▶ _EXERCISE REQUIREMENTS_
The lines from the top of the records below through the one containing "Eventually we should" are to be transcribed exactly, and nothing else is to be added.

*** TASK DATA ***

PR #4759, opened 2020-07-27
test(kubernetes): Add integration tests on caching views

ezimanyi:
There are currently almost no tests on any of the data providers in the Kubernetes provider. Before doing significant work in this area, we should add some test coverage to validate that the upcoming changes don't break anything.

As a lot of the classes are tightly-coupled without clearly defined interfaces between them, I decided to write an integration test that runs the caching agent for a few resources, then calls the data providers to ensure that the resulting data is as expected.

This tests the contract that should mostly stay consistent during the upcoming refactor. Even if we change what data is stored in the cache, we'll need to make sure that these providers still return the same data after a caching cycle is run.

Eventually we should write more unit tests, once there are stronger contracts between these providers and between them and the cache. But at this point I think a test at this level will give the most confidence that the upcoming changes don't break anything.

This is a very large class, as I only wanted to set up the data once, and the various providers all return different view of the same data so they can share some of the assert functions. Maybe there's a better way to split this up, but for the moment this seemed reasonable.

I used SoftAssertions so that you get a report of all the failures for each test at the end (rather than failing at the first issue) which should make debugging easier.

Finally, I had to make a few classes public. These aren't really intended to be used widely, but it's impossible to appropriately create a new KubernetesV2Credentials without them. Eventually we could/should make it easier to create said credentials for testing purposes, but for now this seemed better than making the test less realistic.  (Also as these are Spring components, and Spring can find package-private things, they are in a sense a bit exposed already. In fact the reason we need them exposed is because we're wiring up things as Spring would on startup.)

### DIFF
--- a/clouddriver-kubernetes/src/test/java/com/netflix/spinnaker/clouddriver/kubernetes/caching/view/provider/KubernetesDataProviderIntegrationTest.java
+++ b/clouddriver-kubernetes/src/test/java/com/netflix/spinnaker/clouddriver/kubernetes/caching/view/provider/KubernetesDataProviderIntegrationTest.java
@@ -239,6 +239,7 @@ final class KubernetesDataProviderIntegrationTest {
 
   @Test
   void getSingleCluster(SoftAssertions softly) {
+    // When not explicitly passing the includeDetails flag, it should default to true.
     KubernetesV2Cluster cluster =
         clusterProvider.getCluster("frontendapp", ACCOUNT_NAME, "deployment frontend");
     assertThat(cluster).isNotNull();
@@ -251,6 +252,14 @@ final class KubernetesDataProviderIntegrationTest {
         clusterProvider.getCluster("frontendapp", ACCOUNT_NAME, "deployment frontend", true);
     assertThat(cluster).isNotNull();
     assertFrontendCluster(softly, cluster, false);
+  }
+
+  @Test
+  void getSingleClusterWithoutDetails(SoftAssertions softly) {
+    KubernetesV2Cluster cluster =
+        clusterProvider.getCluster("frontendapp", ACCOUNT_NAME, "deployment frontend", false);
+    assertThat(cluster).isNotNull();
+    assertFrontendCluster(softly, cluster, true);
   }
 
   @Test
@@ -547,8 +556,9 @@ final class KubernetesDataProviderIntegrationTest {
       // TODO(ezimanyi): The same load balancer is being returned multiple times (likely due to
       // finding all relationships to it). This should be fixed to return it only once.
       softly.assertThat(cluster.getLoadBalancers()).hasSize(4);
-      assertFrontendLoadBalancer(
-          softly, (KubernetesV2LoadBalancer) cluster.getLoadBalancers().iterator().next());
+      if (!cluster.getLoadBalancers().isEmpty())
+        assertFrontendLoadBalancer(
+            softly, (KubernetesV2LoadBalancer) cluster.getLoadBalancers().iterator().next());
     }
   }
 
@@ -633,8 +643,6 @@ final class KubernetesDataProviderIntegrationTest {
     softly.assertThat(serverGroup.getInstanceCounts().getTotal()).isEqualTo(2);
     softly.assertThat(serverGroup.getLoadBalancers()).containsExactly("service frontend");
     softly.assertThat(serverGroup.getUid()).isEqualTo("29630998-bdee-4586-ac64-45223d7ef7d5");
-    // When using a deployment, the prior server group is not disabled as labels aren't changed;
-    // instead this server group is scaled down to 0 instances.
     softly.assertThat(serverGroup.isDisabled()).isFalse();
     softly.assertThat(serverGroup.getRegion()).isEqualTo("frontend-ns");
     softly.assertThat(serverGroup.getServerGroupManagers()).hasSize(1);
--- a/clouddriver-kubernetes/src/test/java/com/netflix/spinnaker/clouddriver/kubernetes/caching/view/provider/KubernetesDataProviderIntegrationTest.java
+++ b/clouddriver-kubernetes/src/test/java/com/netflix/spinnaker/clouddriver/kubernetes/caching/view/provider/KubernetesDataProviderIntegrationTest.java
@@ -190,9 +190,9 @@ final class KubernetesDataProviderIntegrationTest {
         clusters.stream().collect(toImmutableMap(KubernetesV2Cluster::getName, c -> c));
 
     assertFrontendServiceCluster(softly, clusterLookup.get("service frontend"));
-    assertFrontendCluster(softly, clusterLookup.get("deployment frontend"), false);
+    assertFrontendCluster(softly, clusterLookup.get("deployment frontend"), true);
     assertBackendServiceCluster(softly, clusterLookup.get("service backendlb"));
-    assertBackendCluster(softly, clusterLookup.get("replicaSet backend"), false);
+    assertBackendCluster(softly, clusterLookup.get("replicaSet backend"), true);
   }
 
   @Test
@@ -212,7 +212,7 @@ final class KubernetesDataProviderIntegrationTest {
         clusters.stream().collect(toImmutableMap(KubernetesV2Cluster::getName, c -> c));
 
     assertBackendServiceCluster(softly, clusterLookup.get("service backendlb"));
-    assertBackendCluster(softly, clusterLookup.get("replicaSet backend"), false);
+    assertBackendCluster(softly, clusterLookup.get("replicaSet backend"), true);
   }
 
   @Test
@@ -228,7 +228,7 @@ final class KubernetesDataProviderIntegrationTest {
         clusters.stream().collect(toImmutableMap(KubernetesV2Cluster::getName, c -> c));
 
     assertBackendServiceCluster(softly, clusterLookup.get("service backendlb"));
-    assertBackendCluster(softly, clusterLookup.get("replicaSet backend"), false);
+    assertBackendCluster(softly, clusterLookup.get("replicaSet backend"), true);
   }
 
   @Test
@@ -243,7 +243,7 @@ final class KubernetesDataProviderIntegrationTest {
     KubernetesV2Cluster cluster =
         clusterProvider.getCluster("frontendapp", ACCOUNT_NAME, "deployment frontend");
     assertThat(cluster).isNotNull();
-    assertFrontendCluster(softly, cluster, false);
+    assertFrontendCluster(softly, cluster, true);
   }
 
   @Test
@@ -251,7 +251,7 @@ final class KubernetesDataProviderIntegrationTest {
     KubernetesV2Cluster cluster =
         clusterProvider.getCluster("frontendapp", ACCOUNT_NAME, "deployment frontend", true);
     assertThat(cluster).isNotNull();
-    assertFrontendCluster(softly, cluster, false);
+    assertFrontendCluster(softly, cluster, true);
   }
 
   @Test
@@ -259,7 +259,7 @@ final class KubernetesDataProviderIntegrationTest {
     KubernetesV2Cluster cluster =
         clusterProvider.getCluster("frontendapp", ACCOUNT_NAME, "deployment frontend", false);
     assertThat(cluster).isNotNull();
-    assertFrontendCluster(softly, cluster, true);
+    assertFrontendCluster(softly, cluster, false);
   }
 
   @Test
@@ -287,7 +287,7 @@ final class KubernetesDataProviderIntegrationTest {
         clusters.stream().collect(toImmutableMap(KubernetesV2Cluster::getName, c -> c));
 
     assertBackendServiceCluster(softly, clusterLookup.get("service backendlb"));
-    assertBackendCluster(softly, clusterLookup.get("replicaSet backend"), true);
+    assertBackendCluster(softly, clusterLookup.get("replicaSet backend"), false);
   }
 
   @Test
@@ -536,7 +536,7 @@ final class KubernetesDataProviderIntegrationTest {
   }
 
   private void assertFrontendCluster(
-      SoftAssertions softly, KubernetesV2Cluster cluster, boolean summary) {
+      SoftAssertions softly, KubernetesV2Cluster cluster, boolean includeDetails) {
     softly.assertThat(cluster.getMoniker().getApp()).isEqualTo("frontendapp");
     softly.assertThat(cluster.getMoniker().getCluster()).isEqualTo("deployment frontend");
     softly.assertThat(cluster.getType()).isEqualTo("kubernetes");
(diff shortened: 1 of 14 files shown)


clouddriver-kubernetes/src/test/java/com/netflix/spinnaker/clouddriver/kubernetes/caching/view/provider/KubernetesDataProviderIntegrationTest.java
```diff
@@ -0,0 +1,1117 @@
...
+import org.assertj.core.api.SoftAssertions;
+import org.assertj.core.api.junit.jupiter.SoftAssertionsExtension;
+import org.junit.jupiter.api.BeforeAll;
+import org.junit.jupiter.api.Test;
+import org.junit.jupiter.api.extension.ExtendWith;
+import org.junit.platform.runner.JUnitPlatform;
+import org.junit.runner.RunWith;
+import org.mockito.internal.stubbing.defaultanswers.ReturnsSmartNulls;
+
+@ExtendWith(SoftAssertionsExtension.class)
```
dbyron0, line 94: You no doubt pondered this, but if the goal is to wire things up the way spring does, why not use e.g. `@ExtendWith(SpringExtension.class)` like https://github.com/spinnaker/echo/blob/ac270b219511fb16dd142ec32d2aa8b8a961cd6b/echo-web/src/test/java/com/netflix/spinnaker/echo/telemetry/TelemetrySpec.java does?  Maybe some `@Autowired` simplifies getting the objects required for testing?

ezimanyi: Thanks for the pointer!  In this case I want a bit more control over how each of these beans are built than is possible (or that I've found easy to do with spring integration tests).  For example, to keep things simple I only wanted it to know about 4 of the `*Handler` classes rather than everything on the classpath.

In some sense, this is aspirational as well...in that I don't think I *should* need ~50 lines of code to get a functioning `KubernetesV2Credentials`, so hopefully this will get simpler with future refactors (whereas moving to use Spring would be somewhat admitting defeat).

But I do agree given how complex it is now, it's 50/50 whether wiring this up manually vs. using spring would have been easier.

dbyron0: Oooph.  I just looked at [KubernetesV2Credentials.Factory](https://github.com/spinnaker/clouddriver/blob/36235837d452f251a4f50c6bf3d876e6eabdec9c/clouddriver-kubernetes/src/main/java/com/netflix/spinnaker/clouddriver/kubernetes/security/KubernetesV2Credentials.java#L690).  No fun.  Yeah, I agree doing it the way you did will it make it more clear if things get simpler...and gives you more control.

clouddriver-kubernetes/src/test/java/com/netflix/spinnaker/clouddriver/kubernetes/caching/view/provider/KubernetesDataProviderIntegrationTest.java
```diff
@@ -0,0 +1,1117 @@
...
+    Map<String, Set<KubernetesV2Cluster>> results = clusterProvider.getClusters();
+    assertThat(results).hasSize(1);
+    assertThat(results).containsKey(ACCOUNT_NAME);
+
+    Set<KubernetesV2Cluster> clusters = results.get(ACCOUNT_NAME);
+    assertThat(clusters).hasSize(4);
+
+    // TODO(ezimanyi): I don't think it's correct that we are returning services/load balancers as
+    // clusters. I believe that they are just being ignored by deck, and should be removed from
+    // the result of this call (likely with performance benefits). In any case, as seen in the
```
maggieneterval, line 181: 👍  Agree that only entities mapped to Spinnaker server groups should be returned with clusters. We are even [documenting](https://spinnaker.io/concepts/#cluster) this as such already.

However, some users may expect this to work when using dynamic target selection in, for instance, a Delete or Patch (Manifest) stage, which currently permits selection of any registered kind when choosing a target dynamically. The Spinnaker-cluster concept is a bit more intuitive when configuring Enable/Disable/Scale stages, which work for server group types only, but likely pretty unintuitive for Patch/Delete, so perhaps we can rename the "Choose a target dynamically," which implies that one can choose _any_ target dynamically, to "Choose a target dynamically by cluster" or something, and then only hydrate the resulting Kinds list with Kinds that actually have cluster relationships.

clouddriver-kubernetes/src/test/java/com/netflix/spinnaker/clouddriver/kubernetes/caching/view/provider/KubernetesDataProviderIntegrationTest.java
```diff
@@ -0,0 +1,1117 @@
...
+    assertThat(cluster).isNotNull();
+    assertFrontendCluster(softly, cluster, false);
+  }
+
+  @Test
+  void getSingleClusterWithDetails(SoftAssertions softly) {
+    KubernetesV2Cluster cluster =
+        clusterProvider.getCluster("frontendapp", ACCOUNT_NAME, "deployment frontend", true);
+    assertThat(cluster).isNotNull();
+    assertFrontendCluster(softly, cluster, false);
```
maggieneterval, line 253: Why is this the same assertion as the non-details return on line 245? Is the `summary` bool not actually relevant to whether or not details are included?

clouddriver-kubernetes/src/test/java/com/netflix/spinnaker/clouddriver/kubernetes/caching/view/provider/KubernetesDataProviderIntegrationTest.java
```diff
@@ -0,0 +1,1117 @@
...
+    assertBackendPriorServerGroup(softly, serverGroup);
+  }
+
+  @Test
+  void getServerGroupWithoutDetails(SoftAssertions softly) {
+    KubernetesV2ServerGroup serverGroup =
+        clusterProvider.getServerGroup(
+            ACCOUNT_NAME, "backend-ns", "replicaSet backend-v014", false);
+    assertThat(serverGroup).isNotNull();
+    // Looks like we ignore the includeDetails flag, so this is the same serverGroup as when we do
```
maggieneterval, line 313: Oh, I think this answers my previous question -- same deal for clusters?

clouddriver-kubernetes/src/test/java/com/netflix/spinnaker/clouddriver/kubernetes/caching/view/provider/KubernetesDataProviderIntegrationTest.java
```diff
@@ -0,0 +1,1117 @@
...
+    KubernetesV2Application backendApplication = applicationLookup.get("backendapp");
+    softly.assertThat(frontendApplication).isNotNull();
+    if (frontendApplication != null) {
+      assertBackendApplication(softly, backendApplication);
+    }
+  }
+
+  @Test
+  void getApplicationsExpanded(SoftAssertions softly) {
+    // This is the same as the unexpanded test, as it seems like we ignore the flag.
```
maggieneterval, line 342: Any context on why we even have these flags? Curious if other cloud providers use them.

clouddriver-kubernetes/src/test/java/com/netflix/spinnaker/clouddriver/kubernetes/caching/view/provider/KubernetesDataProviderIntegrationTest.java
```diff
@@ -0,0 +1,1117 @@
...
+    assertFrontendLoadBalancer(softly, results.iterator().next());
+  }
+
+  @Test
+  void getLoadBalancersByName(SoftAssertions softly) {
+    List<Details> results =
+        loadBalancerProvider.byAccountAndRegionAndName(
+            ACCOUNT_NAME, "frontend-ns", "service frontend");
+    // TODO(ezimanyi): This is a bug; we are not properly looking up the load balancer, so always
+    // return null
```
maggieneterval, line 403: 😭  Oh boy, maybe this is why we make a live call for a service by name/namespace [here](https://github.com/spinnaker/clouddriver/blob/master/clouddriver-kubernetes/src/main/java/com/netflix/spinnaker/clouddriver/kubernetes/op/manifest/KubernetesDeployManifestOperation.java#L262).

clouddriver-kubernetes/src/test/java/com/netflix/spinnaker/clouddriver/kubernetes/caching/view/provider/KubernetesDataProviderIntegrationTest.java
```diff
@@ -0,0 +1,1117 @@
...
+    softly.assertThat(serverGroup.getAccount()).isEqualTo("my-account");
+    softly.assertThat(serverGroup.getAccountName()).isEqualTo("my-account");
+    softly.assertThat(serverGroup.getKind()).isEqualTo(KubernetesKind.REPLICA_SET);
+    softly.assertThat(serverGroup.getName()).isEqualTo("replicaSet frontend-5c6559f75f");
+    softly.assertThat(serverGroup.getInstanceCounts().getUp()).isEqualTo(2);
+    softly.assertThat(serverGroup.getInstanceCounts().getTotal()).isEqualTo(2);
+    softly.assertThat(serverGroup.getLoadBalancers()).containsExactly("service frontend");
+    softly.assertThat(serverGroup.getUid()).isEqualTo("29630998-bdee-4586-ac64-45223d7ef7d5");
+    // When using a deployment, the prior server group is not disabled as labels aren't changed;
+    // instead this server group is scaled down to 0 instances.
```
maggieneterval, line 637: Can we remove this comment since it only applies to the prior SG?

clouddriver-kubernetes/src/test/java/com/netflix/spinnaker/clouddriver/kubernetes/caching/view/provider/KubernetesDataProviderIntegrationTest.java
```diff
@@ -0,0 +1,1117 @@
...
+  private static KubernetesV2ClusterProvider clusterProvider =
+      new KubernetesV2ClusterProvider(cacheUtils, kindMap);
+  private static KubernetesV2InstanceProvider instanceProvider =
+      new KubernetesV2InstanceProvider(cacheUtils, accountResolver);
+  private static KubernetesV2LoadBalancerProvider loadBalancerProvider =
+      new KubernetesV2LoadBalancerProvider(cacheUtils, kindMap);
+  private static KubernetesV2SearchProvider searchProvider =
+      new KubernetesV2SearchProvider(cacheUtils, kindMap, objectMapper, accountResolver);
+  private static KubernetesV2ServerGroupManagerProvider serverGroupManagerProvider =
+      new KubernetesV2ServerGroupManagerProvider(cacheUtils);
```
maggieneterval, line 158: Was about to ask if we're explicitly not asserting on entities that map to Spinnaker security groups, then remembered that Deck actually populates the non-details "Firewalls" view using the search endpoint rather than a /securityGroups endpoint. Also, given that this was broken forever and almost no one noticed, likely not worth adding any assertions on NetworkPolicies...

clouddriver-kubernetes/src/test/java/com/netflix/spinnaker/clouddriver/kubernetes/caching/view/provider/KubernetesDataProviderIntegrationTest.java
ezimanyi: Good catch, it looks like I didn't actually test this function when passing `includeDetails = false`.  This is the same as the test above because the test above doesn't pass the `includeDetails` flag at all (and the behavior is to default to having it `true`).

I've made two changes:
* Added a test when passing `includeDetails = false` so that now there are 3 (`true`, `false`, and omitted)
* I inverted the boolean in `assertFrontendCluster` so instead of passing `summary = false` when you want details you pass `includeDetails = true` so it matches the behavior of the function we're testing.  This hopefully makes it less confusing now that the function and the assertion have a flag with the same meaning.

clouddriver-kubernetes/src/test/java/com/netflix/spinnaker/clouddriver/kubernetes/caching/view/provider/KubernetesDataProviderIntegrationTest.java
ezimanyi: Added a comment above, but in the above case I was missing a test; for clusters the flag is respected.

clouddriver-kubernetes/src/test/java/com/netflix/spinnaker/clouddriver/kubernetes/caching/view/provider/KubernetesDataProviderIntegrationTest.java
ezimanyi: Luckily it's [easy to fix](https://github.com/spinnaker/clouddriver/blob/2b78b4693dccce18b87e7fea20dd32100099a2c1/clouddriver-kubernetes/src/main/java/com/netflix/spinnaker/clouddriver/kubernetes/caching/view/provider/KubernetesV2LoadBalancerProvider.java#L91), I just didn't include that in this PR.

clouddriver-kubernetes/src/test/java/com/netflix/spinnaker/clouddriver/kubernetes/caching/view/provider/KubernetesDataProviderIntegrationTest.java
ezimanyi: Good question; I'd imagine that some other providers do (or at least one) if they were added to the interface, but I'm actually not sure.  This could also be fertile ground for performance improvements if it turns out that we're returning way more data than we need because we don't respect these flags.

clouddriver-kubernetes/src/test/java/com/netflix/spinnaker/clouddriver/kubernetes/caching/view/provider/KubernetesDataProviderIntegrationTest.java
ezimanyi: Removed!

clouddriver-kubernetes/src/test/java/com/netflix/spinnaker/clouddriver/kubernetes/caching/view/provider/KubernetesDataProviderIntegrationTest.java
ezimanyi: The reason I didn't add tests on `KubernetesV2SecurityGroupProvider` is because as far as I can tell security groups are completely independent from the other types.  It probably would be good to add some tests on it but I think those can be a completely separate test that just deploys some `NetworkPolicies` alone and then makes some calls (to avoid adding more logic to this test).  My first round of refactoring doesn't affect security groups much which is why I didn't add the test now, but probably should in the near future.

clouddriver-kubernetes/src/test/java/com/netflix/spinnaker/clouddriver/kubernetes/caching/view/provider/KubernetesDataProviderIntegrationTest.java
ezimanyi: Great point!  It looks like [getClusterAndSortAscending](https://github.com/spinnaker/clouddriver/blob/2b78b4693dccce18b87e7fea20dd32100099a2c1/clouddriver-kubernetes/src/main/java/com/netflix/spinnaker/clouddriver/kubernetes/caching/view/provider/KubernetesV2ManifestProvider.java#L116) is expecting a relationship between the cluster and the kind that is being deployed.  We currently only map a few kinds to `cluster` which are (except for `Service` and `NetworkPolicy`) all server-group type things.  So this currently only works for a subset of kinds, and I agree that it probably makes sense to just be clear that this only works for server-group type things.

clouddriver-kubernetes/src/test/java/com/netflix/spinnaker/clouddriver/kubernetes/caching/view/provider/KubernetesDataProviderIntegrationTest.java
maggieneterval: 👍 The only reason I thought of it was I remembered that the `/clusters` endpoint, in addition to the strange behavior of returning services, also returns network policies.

***

▶ _ANSWER BOX_
PR #4759, opened 2020-07-27
test(kubernetes): Add integration tests on caching views

ezimanyi:
There are currently almost no tests on any of the data providers in the Kubernetes provider. Before doing significant work in this area, we should add some test coverage to validate that the upcoming changes don't break anything.

As a lot of the classes are tightly-coupled without clearly defined interfaces between them, I decided to write an integration test that runs the caching agent for a few resources, then calls the data providers to ensure that the resulting data is as expected.

This tests the contract that should mostly stay consistent during the upcoming refactor. Even if we change what data is stored in the cache, we'll need to make sure that these providers still return the same data after a caching cycle is run.

Eventually we should write more unit tests, once there are stronger contracts between these providers and between them and the cache. But at this point I think a test at this level will give the most confidence that the upcoming changes don't break anything.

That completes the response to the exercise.